Lt. Fisher came to see him. Id. He states that Hague and Fisher were not impartial, but instead began assassinating his character. Id. at 6-7. During the conversation, Plaintiff explained that Cunningham’s behavior bothered him because he is from West Africa. Id. at 7. Hague asked Plaintiff how Hague could be certain that Cunningham was not South African. Id. Plaintiff states he then realized that Hague was not there to investigate his complaint about Cunningham. Id. He alleges that on February 11, 2021, the same officers who admitted him to the “psy room” came back to taunt him, pointing at him through the glass window stating ‘“yea that’s the one.’” Id. As relief, Plaintiff seeks immediate release or to be placed on home detention. ECF No. 4 at 8. He provides a document with signatures from two other inmates attesting to Cunningham’s

imitation of African accents. Id. at 9. Discussion Sections 1915(e)(2)(B) and 1915A of 28 U.S.C. require the Court to conduct an initial screening of this complaint. The Court is required to dismiss a complaint if the action (i) is frivolous or malicious; (ii) fails to state a claim upon which relief may be granted; or (iii) seeks monetary relief against a defendant who is immune from such relief. 28 U.S.C. §§ 1915(e)(2)(B) and 1915A(b). Plaintiff was provided with an opportunity to amend the complaint and was advised that the allegations concerning Cunningham’s conduct did not state a claim of retaliation because “[n]othing about this assertion indicates that Dulleh was engaged in the exercise of a constitutionally protected right.” ECF No. 3 at 2. Plaintiff’s description of Cunningham’s conduct, as well as the other officers mentioned, fails to state an Eighth Amendment claim. Verbal abuse of inmates by guards, without more, states no claim of assault. Henslee v. Lewis, 153 F. App’x 178, 180 (4th Cir. 2005) (citing Collins v. Cundy, 603 F.2d 825, 827 (10th Cir. 1979)). Prison officials cannot be held liable for violating the Eighth Amendment unless they

knew of, and then disregarded, an excessive risk to inmate health or safety. Farmer v. Brennan, 511 U.S. 825, 837 (1994). “An accidental or inadvertent response to a known risk is insufficient to create Eighth Amendment liability.” Anderson v. Kingsley, 877 F.3d 539, 544 (4th Cir. 2017). While this Court does not condone correctional officers’ unprofessional taunting of Plaintiff’s manner of speech, the conduct attributed to Cunningham and the other officers who did not take action in response to Plaintiff’s complaint falls far short of the cruel and unusual punishment prohibited by the Eighth Amendment.
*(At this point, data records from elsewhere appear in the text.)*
PR #283, opened 2026-04-19
[Paged KV] Enable prefix caching on the unified paged path

### LINKED ISSUE #182: [RoadMap] [Paged KV] Prefix Caching on Paged KV Cache Path

ricky-chaoju:
Summary
Removes the platform-layer force-disable that was blocking`enable_prefix_caching` on the paged path. The unified prefill code already handles `num_computed_tokens > 0` (#195, #207, #208, #211); the only remaining gap was that `platform.py:278-285` overrode it.

Adds an end-to-end correctness test that fires identical prompts twice through `vllm.LLM(enable_prefix_caching=True)` — the second pass walks the `start_pos > 0` path; tokens still match the cache-off golden.

Both test classes share a single `LLM` fixture: Metal memory held by a released `LLM` is not freed by Python gc, so a second module-scope `LLM` would hit `kv_budget=0`.

## Hybrid models
Upstream `ModelConfig.is_prefix_caching_supported` already returns False for hybrid/Mamba models, so the `default_prefix_caching` resolution in `vllm/engine/arg_utils.py` keeps cache off unless the user explicitly forces it. No vllm-metal-side guard needed.

## Benchmark
benchmark_182

Closes #182.

### DIFF
--- a/tests/test_paged_prefix_caching_e2e.py
+++ b/tests/test_paged_prefix_caching_e2e.py
@@ -1,0 +1,104 @@
+# SPDX-License-Identifier: Apache-2.0
+"""End-to-end correctness of paged prefix caching (issue #182).
+
+Fires the deterministic-test prompts twice through ``vllm.LLM`` with
+prefix caching enabled.  The first pass primes the cache; the second
+pass exercises the model_runner's ``start_pos > 0`` path because the
+upstream scheduler reports ``num_computed_tokens > 0``.  The asserted
+token sequence is the existing cache-off golden, so a broken cache-hit
+path surfaces as a token mismatch.
+
+The LLM body runs in a spawned child process (``multiprocessing`` with
+the ``spawn`` start method) so Metal device init happens in a fresh
+interpreter.  This is required on the Metal platform because:
+  - ``fork`` inherits the parent's Metal context and segfaults in the
+    child (Metal is not fork-safe).
+  - Running in the parent pytest process alongside the cache-off
+    baseline fixture in ``test_paged_deterministic`` causes
+    ``kv_budget=0`` — MLX wired buffers aren't released by Python gc.
+"""
+
+from __future__ import annotations
+
+import multiprocessing as mp
+import os
+
+import pytest
+
+from tests.test_paged_deterministic import (
+    DEFAULT_PAGED_MEMORY_FRACTION,
+    DEFAULT_USE_PAGED_ATTENTION,
+)
+
+
+def _setenv_default(key: str, default: str) -> None:
+    if os.environ.get(key) is None:
+        os.environ[key] = default
+
+
+def _run_prefix_cache_correctness() -> None:
+    """Body of the e2e test — runs in a spawned child process.
+
+    Imports happen lazily inside the child so vllm / MLX init is not
+    inherited from the parent process.
+    """
+    _setenv_default("VLLM_ENABLE_V1_MULTIPROCESSING", "0")
+    _setenv_default("VLLM_METAL_USE_PAGED_ATTENTION", DEFAULT_USE_PAGED_ATTENTION)
+    _setenv_default("VLLM_METAL_MEMORY_FRACTION", DEFAULT_PAGED_MEMORY_FRACTION)
+
+    if os.environ.get("VLLM_METAL_USE_PAGED_ATTENTION", "0") != "1":
+        return  # non-paged path: nothing to test
+
+    from vllm import LLM, SamplingParams
+
+    from tests.test_paged_deterministic import (
+        GOLDEN_MLX,
+        GOLDEN_PAGED,
+        MAX_TOKENS,
+        MODEL_NAME,
+        PROMPTS,
+    )
+
+    llm = LLM(
+        model=MODEL_NAME,
+        max_model_len=512,
+        max_num_seqs=1,
+        enable_prefix_caching=True,
+    )
+    sp = SamplingParams(temperature=0, max_tokens=MAX_TOKENS)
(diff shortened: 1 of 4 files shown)


WindChimeRan (commented):
maybe we should put the test of Paged Prefix Cache into separated files.

vllm_metal/platform.py
WindChimeRan, line 1: This will turn on prefix caching as default for user. Could you please run a quick benchmark comparing with and without prefix caching? We can check TTFT, throughput, and cache hit rate, to see if it actually works. For the dataset, concatenating a shared system prompt should be fine.

ricky-chaoju: Benchmark with `vllm bench serve --dataset-name prefix_repetition` on Qwen3-0.6B (paged attention). Workload: 1 shared prefix of 512 tokens, 50 prompts each with 128-token suffix and 100-token output; 10 repeats per side, median ± pstdev reported.
benchmark_182



| Metric              | Cache off (med ± sd) | Cache on (med ± sd) | Δ     |
|---------------------|----------------------|---------------------|-------|
| Throughput (tok/s)  | 210.59 ±   8.93      | 288.88 ±  12.23     | 1.37× |
| TTFT mean (ms)      | 8667.88 ± 588.32     | 6071.39 ± 554.66    | 1.43× |
| TTFT P50 (ms)       | 8622.69 ± 645.68     | 5894.11 ± 451.23    | 1.46× |
| TTFT P99 (ms)       | 16308.74 ± 1049.18   | 11523.16 ± 943.63   | 1.42× |
| TPOT P50 (ms)       | 30.74 ±   1.63       | 22.88 ±   0.77      | 1.34× |
| TPOT P99 (ms)       | 119.51 ±  51.95      | 25.62 ±   8.99      | 4.67× |
| E2EL P50 (ms)       | 11574.40 ± 664.36    | 8141.27 ± 652.99    | 1.42× |

Cache hit rate (from `/metrics`):
- Cold (run 1): 78.4% (25088 / 32000)
- Warm (runs 2-10, each): 97.5% (31200 / 32000)
- Cumulative across 10 cache-on runs: 95.6% (305888 / 320000)

`baseline-*` runs report 0 queries / 0 hits (cache disabled).

(On TPOT P99: cache-on stable across 10 runs (std ±9 ms, range 23-50). Baseline noisy (std ±52 ms, range 36-197). Single-sweep ratio floats ~3.5×-5.5× because of baseline noise, not cache-side flakiness. The distribution-based 4.67× is the robust number.)

tests/test_paged_prefix_caching_e2e.py
WindChimeRan, line 1: No cache hit assert

Suggest asserting on scheduler cache-hit counters or runner._request_states block reuse.  Even a single assert computed_tokens > 0 on at least one req

WindChimeRan (approved):

WindChimeRan:
> Upstream ModelConfig.is_prefix_caching_supported already returns False for hybrid/Mamba models, so the default_prefix_caching resolution in vllm/engine/arg_utils.py keeps cache off unless the user explicitly forces it. No vllm-metal-side guard needed.

Please add a followup patch for the doc #284

ricky-chaoju:
> > Upstream ModelConfig.is_prefix_caching_supported already returns False for hybrid/Mamba models, so the default_prefix_caching resolution in vllm/engine/arg_utils.py keeps cache off unless the user explicitly forces it. No vllm-metal-side guard needed.
> 
> Please add a followup patch for the doc #284

Will follow up once #284 lands.

tests/test_paged_prefix_caching_e2e.py
ricky-chaoju: done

Additionally, while Plaintiff filed an administrative remedy procedure complaint (“ARP”) regarding Cunningham’s conduct, see ECF No. 6-1 at 5, there is no indication that adverse actions were taken against Plaintiff in retaliation for his filing the ARP.

See Booker v. S. Carolina Dep’t of Corrections, 855 F.3d 533, 545 (4th Cir. 2017) (retaliation for accessing administrative remedies states a cognizable claim).